Saved entries:

↓↓↓

PR #149, opened 2017-11-30
FIX: tdb: Allow TEMPERATURE_LIMITS and commas in low-temperature limits.

richardotis:


bocklund:
Does the test have a `TEMPERATURE_LIMIT` command in it? It's not obvious to me where it is

richardotis:
1. Fixed
2. Already supported, updated the test to show this
3. TC will use 298.15 as a low-T default, but seems to ignore the limit anyway and extrapolate outside of them. pycalphad using 0 will give results more in line with user expectations

PR #156, opened 2017-12-12
ENH: JIT performance improvement

richardotis:
The `Model` class is JIT-compiled by an autowrap-based utility, which is primarily located in `core\sympydiff_utils.py` and `core\custom_autowrap.py`. A substantial portion of the startup time for a new `Model` used in a calculation is in the JIT. Here the performance is improved via profiling, where redundant or unnecessary computations are eliminated. In particular, since the new IPOPT-based solver does not require direct Hessian computation, Hessian codegen is disabled. This, and a few other tweaks,lead to a 50-70% reduction in the first-run time for `Model`-based computations.

### DIFF
--- a/pycalphad/core/custom_autowrap.py
+++ b/pycalphad/core/custom_autowrap.py
@@ -160,6 +160,8 @@ class C89CodePrinter(CCodePrinter):
             close_lines.append("}")
         return open_lines, close_lines
 
+    _print_ComplexInfinity = CCodePrinter._print_Infinity
+
 
 class CustomCCodeGen(CCodeGen):
     def get_prototype(self, routine):
--- a/pycalphad/core/custom_autowrap.py
+++ b/pycalphad/core/custom_autowrap.py
@@ -161,6 +161,7 @@ class C89CodePrinter(CCodePrinter):
         return open_lines, close_lines
 
     _print_ComplexInfinity = CCodePrinter._print_Infinity
+    _print_NegativeComplexInfinity = CCodePrinter._print_NegativeInfinity
 
 
 class CustomCCodeGen(CCodeGen):
--- a/pycalphad/core/custom_autowrap.py
+++ b/pycalphad/core/custom_autowrap.py
@@ -73,6 +73,8 @@ except ImportError:
 from sympy.utilities.codegen import (AssignmentError, InOutArgument, InputArgument, OutputArgument,
                                      ResultBase, Result, CodeGenArgumentListError,
                                      CCodeGen, CodeGenError, Routine, Variable)
+from sympy.codegen.ast import Assignment
+from sympy.printing.precedence import precedence
 from sympy.core import Symbol, S, Tuple, Equality
 from sympy.core.compatibility import is_sequence
 from sympy.tensor import Idx, Indexed, IndexedBase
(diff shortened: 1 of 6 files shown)


pycalphad/core/sympydiff_utils.py
```diff
@@ -143,18 +143,17 @@ class f(Function):
         restup.append(AutowrapFunction(args, Eq(y[i], f(*args_with_indices))))
     if include_grad or include_hess:
         diffargs = (inp_nobroadcast, params)
-        # Replacing zoo's is necessary because sympy's CCodePrinter doesn't handle them
```
bocklund: Does this set a new minimum required SymPy version?

pycalphad/core/custom_autowrap.py
```diff
@@ -151,6 +160,9 @@ def _get_loop_opening_ending(self, indices):
             close_lines.append("}")
         return open_lines, close_lines
 
+    _print_ComplexInfinity = CCodePrinter._print_Infinity
```
bocklund: Do we need a `_print_NegativeComplexInfinity = CCodePrinter._print_NegativeInfinity`?

pycalphad/core/custom_autowrap.py
```diff
@@ -276,6 +288,137 @@ def dump_h(self, routines, f, prefix, header=True, empty=True):
 
     dump_fns = [CCodeGen.dump_c, dump_h]
 
+    def routine(self, name, expr, argument_sequence, global_vars):
```
bocklund: Would it be possible to add some commentary on why we need to override this and what the major changes are compared to the CodeGen base class?

pycalphad/core/equilibrium.py
```diff
@@ -267,7 +267,9 @@ def equilibrium(dbf, comps, phases, conditions, output=None, model=None,
                 undefs = list(out.atoms(Symbol) - out.atoms(v.StateVariable) - set(param_symbols))
                 for undef in undefs:
                     out = out.xreplace({undef: float(0)})
-                cf, gf, hf = build_functions(out, tuple([v.P, v.T] + site_fracs), parameters=param_symbols)
+                cf, gf = build_functions(out, tuple([v.P, v.T] + site_fracs),
```
bocklund: @richardotis can you clarify: we aren't building Hessians, but handling for Hessian code are still around. Can you be more specific on your comments in the main PR comment?

pycalphad/core/custom_autowrap.py
richardotis: I don't think so, but it couldn't hurt. This code is necessary because SymPy differentiation can sometimes produce complex infinity symbols. I think if we were consistent in enforcing assumptions those piecewise paths wouldn't be generated, but ignoring the imaginary part seems to work in this application.

pycalphad/core/custom_autowrap.py
richardotis: Added. For reference: http://linediff.com/?id=5a3be237687f4b2d2a8b4567

pycalphad/core/sympydiff_utils.py
richardotis: No.

pycalphad/core/equilibrium.py
richardotis: I hesitated to remove the Hessian handling code altogether, but since history lives on in Git, I should push forward and clean it up.

Issue #159, opened 2018-02-02
Error when Calculating Enthalpy


mxf469:
When calculating the enthalpy over multiple phases "ValueError: shapes (10,4) and (3,) not aligned: 4 (dim 1) != 3 (dim 0)"

```
from pycalphad import equilibrium, Database
from pycalphad.plot.utils import phase_legend
from pycalphad import Model
import pycalphad.variables as v

db = Database('Cr-Fe-Ni.tdb')

res = equilibrium(db, ['CR', 'FE', 'VA'], ['BCC_A2', 'SIGMA'], {v.X('FE'): [0.5], v.T: (400, 500, 21), v.P: 101325}, model=Model, output=['HM'])
for composition in res.X_FE:
    print(res.sel(X_FE=composition))
```
[New folder.zip](https://github.com/pycalphad/pycalphad/files/1690956/New.folder.zip)

--
Edited to fix formatting on code block - Brandon

richardotis:
I can reproduce this error on e50b618d35c3db6a5d880aa44b158db9c7963dcb (develop head)

PR #160, opened 2018-02-02
FIX: eqcalculate: Property calculation for "partially loaded" phase models

richardotis:
Compute degrees of freedom correctly when only a subset of constituents in a phase's sublattice model are used in a calculation. Fixes gh-159.

@bocklund Do you think it needs a test?


richardotis:
The AppVeyor tests are failing for an unrelated reason, so I'm going to merge this.

PR #166, opened 2018-03-20
FIX: fix Species Python 2 unicode support

### LINKED ISSUE #165: Py27 unicode strings break Species parsing
For unicode strings, the following `if` is not True and species parsing is broken because we end up trying to index single character strings

```python
        if isinstance(arg, str):
            try:
                parse_list = chemical_formula.parseString(arg.upper())
            except ParseException:
                return None
        else:
            parse_list = arg
        new_self.name = name
        new_self.charge = parse_list[1]
        parse_list = parse_list[0]
        new_self.constituents = {parse_list[i]: parse_list[i+1] for i in range(0, len(parse_list), 2)}
        return new_self
```

Solution is to use `six` (which is currently an implicit dependency) or to directly solve the problem by:

```python
import sys
if sys.version_info[0] >= 3:
    string_type = str
else:
    string_type = basestring
```

and replace `if isinstance(arg, str):` with `if isinstance(arg, string_type):`

bocklund:
Closes #165

### DIFF
--- a/pycalphad/tests/test_variables.py
+++ b/pycalphad/tests/test_variables.py
@@ -1,0 +1,10 @@
+"""
+Test variables module.
+"""
+
+from pycalphad import variables as v
+
+
+def test_species_parse_unicode_strings():
+    """Species should properly parse unicode strings."""
+    s = v.Species(u"MG")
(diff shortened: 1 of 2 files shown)


bocklund:
I don't have a py2 environment set up, so I am just making sure CI fails. I have a commit waiting with the proposed fix

bocklund:
This is ready for a look

PR #273, opened 2020-04-17
FIX: Two sublattice ionic liquid fixes and tests

bocklund:
This PR fixes two bugs in the implementation of ionic liquid two sublattice model

1. Neutral species in the anion sublattice can be specified in the TDB using one sublattice parameters. These are special cased now in `Model` to be valid parameters and to correct their sublattice index in the Redlich-Kister sum to produce the correct `v.SiteFraction` objects.
2. A sorting bug was fixed in the anion lattice, where the model from Sundman [1] describes the anion sublattice being sorted by first charged species, then vacancies, then anion species. Within each species group, the species are sorted alphabetically as usual. This is changed within Model itself, rather than the TDB which sorts the parameters at parse time. Because it's specific to this implementation of the Model, I think it makes sense to put it in the `Model` class corresponding to any phase with the `ionic_liquid_2SL` model hint applied.

This PR includes 
* tests that compare the energy to the energies computed by the same database in Thermo-Calc
* some documentation improvements and cleanup for the ionic liquid

[1] Sundman, "Modification of the two-sublattice model for liquids", Calphad 15(2) (1991) 109-119 https://doi.org/d3jppb


pycalphad/io/tdb.py
```diff
@@ -238,7 +238,8 @@ def _tdb_grammar(): #pylint: disable=R0914
     # PHASE
     cmd_phase = TCCommand('PHASE') + symbol_name + \
         Suppress(White()) + CharsNotIn(' !', min=1) + Suppress(White()) + \
-        Suppress(int_number) + Group(OneOrMore(float_number)) + LineEnd()
+        Suppress(int_number) + Group(OneOrMore(float_number)) + \
```
richardotis, line 241: I'm okay to leave this in but it should be documented separately that this commit is for MatCalc compatibility.

bocklund: I hadn’t intended to sneak this in here, that commit got swept in by accident. 

I can leave it in or take it out. However, I do want to note that this is actually a documented feature for the PHASE keyword in the Thermo-Calc documentation. Anything after the sublattice numbers is an “auxiliary text string”

richardotis: Leaving it is fine.

PR #292, opened 2020-12-11
Permit color and legend customization

### LINKED ISSUE #291: Enable color and legend customization in eqplot
Make it easier to customize the colors of tielines and tie triangles. Also enable custom legends for phases.

dschwen:
Closes #291

### DIFF
--- a/pycalphad/plot/binary/plot.py
+++ b/pycalphad/plot/binary/plot.py
@@ -11,7 +11,7 @@ from pycalphad.plot.utils import phase_legend
 from .map import map_binary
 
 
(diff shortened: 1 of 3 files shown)


dschwen:
Ok, I see, I need to import phase_legend. Is that the best design I can do, repeatedly specifying the same default value at all levels?

bocklund:
Thanks @dschwen! These changes go a long way in allowing users to customize the look and feel of their phase diagrams. I made a few smalls changes to the docstrings to better match how matplotlib describes their colors API (e.g. you could use this to provide any valid MPL color as a tieline_color, not just RGBA values) and I made the `tieline_color` arguments immutable tuples instead of mutable lists. 

I'm not worried about the codecov/patch check failing. Our test suite just has some small integration tests over the plotting API, since it's more difficult to test the correctness of the graphics produced.

bocklund (approved):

↑↑↑

▶ **To do**
From the records, copy every line that has the string "files" in it.

▶ **Exercise output**
(diff shortened: 1 of 6 files shown)
[New folder.zip](https://github.com/pycalphad/pycalphad/files/1690956/New.folder.zip)
(diff shortened: 1 of 2 files shown)
(diff shortened: 1 of 3 files shown)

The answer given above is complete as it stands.